Teaching & Grading Academic Writing By Persons Who Don’t Do It
What Becky Howard has in common with Birkenstein & Graff is valuing the ability to represent that complicated existing conversation. What is particularly useful to all of us is that they grasp that this is a problem that can’t be harrumphed out of existence-“Well, if those kids would actually read!” Let’s leave out the fact that most of the persons enrolled in higher ed aren’t kids, and that they do read, and write-a lot. Let’s leave out the whole package of dysfunctional pedagogies we impose on students and the contradictory narratives we tell about them: Large lecture classes are fine, but video capture of large lectures is bad! (Right, grandpa: it’s much better to deny me access to discussing the material with experienced faculty actively researching in their field because you’ve scaled her up with an auditorium sound system and not a video camera–that makes total sense. Defend the lecture hall!) As David Noble and I and others have pointed out many times: the reason current technologies don’t, won’t, and can’t eliminate the labor of actual teaching is the reason that earlier technologies, like the book, post office, television and radio did not: Actual teaching is dialogic and occurs in the exchange between faculty and students. The more exchange, the more learning. (Of course much of what is certified as learning isn’t anything of the kind.)
Our writing pedagogy is the main problem here what we ask faculty and teachers to do, who we ask to do it, and the ways we enable & disable them by bureaucracy and greed, whether the greed is for-profit accumulation or harvesting tuition dollars for in-house spending on a biochemist’s lab. (As I’ve previously insisted, the for-profits can accumulate capital with sleazy cheap teaching because the nonprofits do the same thing, except accumulating their capital as buildings & grounds, etc.)

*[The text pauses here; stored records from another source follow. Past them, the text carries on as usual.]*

PR #103, opened 2023-09-29
feat(PDS-63): segmented control

Giogia:
### Description

Segmented component implementation

 #### Internal Analysis

https://makeitapp.atlassian.net/wiki/spaces/MP/pages/4182016050/Componente+Segmented

[Componente Segmented](https://makeitapp.atlassian.net/wiki/spaces/MP/pages/4182016050/Componente+Segmented)

### Checklist

- [x] added the link to the Jira task
- [x] tests are included


src/components/Segmented/Segmented.tsx
```diff
@@ -0,0 +1,143 @@
...
+
+import { Option, OptionsAlignments } from './Segmented.types'
+import { getOptionKey, isDisabledOption, isString, isVerticalOption, resolveKey } from './Segmented.utils'
+import styles from './Segmented.module.css'
+
+const { Horizontal, Vertical } = OptionsAlignments
+const { segmented, segmentedOption, disabled, selected, vertical } = styles
+
+export type SegmentedProps = {
+
```
fredmaggiowski, line 12: Didn't we decide to remove these new lines?

fredmaggiowski (commented):
Shouldn't the component be exposed on the main index?

src/components/Segmented/Segmented.tsx
Giogia: We already removed the padded blocks rule. This space is different, it is enforced because it is a comment (eslint rule lines-around-comment) which comes with the recommended default configuration. If we want to remove this space we need to change that rule. Why does this space represent a problem to you?

src/components/Segmented/Segmented.stories.tsx
```diff
@@ -0,0 +1,100 @@
...
+          padding: 8,
+        }}
+      >
+        <Story />
+      </div>
+    </div>
+  )],
+}
+
+
```
RiccardoCorona-MiaPlatform, line 100:
```suggestion
```

src/components/Segmented/Segmented.test.tsx
```diff
@@ -0,0 +1,199 @@
...
+    test('calls onChange correctly', () => {
+      render(<Segmented {...props} />)
+
+      fireEvent.click(screen.getByRole('listitem', { name: clickedOption }))
+
+      expect(onChange).toBeCalledTimes(1)
+      expect(onChange).toBeCalledWith(clickedOption)
+    })
+  })
+})
```
RiccardoCorona-MiaPlatform, line 199:
```suggestion
})

```

src/components/Segmented/Segmented.tsx
```diff
@@ -0,0 +1,143 @@
...
+   * - object: {
+   *
+   *     icon?: ReactNode, The icon of the option
+   *
+   *     label: ReactNode, The selectable text of the option
+   *
+   *     isDisabled?: boolean, Whether the option is clickable
+   *
+   *     key: string, The value associated with the option
+   *
```
RiccardoCorona-MiaPlatform, line 45:
```suggestion
   *     icon?: ReactNode - The icon of the option
   *     label: ReactNode - The selectable text of the option
   *     isDisabled?: boolean - Whether the option is clickable
   *     key: string - The value associated with the option
```

src/components/Segmented/Segmented.test.tsx
RiccardoCorona-MiaPlatform: Can we set up an ESLint rule to automatically place one line at the end of the file? 🤔

src/components/Segmented/Segmented.utils.ts
```diff
@@ -0,0 +1,73 @@
...
+}
+
+/**
+ * Retrieves a key from the provided value or options object.
+ *
+ * @param {Option[]} options - An object containing options for key retrieval.
+ * @param {string | number} value - The key to retrieve, or an options position containing the key.
+ *
+ * - string: retrieves the option with value as key
+ * - number: retrieves the option from options in the value position
```
RiccardoCorona-MiaPlatform, line 62:
```suggestion
 * @param {Option[]} options - An array containing options for key retrieval.
 * @param {string | number} value - The key to retrieve, or an options position containing the key.
 *
 * - string: retrieves the option with value as key
 * - number: retrieves the option from the options array from the position specified by the value
```

src/components/Segmented/Segmented.tsx
Danielecina: I agree with Fede, let's remove these lines. They don't help that much with readability and I would start thinking about putting the types in a separate file, what do you think?

src/components/Segmented/Segmented.tsx
```diff
@@ -0,0 +1,143 @@
...
+  const [selectedValue, setSelectedValue] = useState(resolveKey(options, defaultValue))
+
+  const handleOptionClick = (option: Option): void => {
+    if (!isDisabledOption(option, isDisabled)) {
+      setSelectedValue(getOptionKey(option))
+      if (onChange) {
+        onChange(option)
+      }
+    }
+  }
```
Danielecina, line 89: why don't we use useCallback here? the only dependency is onChange.

src/components/Segmented/Segmented.tsx
```diff
@@ -0,0 +1,143 @@
...
+  return (
+    <ul
+      className={classnames([
+        segmented,
+        isDisabled && disabled,
+        optionsAlignment === Vertical && vertical,
+      ])}
+    >
+      {
+        options.map((option) => {
```
Danielecina, line 100: if we move this map up to one line, we reduce the indentation by several lines

src/components/Segmented/Segmented.tsx
```diff
@@ -0,0 +1,143 @@
...
+              {
+                isString(option)
+                  ? option
+                  : (
+                    <>
+                      {option.icon}
+                      {option.label}
+                    </>
+                  )
+              }
```
Danielecina, line 131: these ternaries made like this don't add up to me. We use the default of eslint. https://eslint.org/docs/latest/rules/multiline-ternary

```suggestion
              {isString(option) ? option : <>{option.icon}{option.label}<>}
```

src/components/Segmented/Segmented.utils.ts
```diff
@@ -0,0 +1,73 @@
...
+/**
+ * Checks if an option is disabled.
+ *
+ * @param {Option} option - The option to check.
+ * @param {boolean} isDisabled - Specifies whether the whole segmented is disabled.
+ *
+ * @returns {boolean} `true` if the option is disabled, `false` otherwise.
+ */
+export function isDisabledOption(option: Option, isDisabled = false): boolean {
+  return isDisabled ?? (
```
Danielecina, line 24: The nullish operator returns the right-hand value if the left-hand value is null or undefined. 
In this case, the default value is false. 
So this function will return false if the value is undefined. 
How it works? Am I missing something?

One of the reasons students don’t learn to read academic articles and compose literature reviews in writing classes is that they are taught by persons who don’t do it themselves–nontenurable faculty, many without the Ph.D., or graduate students newly studying for it, many of whom don’t get an education in the practice themselves until they begin their own comprehensive lit review in preparation for a thesis. Often they are highly managed faculty, working like high-school teachers (except with much less training) to a scripted curriculum with mass syllabi, identical assignments that are easy to produce mechanically and grade mechanically-in a routinized “teaching” factory that is easy to assess mechanically, train mechanically, and supervise mechanically.
Unsurprisingly: No reliable computerized assessment can tell whether a review of scholarly literature is an accurate representation of the state of knowledge in a field. Nor can it adjudge whether a proposed intervention into a conflict or neglected area in that field is worthy of the effort, or help a student to refine that proposed experiment or line of analysis. Of course, many of the persons we presently entrust with writing instruction lack the ability, training, or academic freedom to do so as well.
If we are to do more with writing classes and writing assignments, we need to put aside the hysteria about machine grading and devote our attention to the mechanical teaching and learning environment in which we daily, all but universally, immerse our writing faculty. We need to change the kind of writing we ask them to teach. We need to enable writing faculty to actually do the kind of academic writing they should be teaching–which means changing our assumptions about how they’re appointed, supported, evaluated and rewarded. You want to be a machine-breaker and fix writing pedagogy? Great. Start with with your professional responsibility to address the working circumstances of your colleagues serving on teaching-only and teaching-intensive appointment.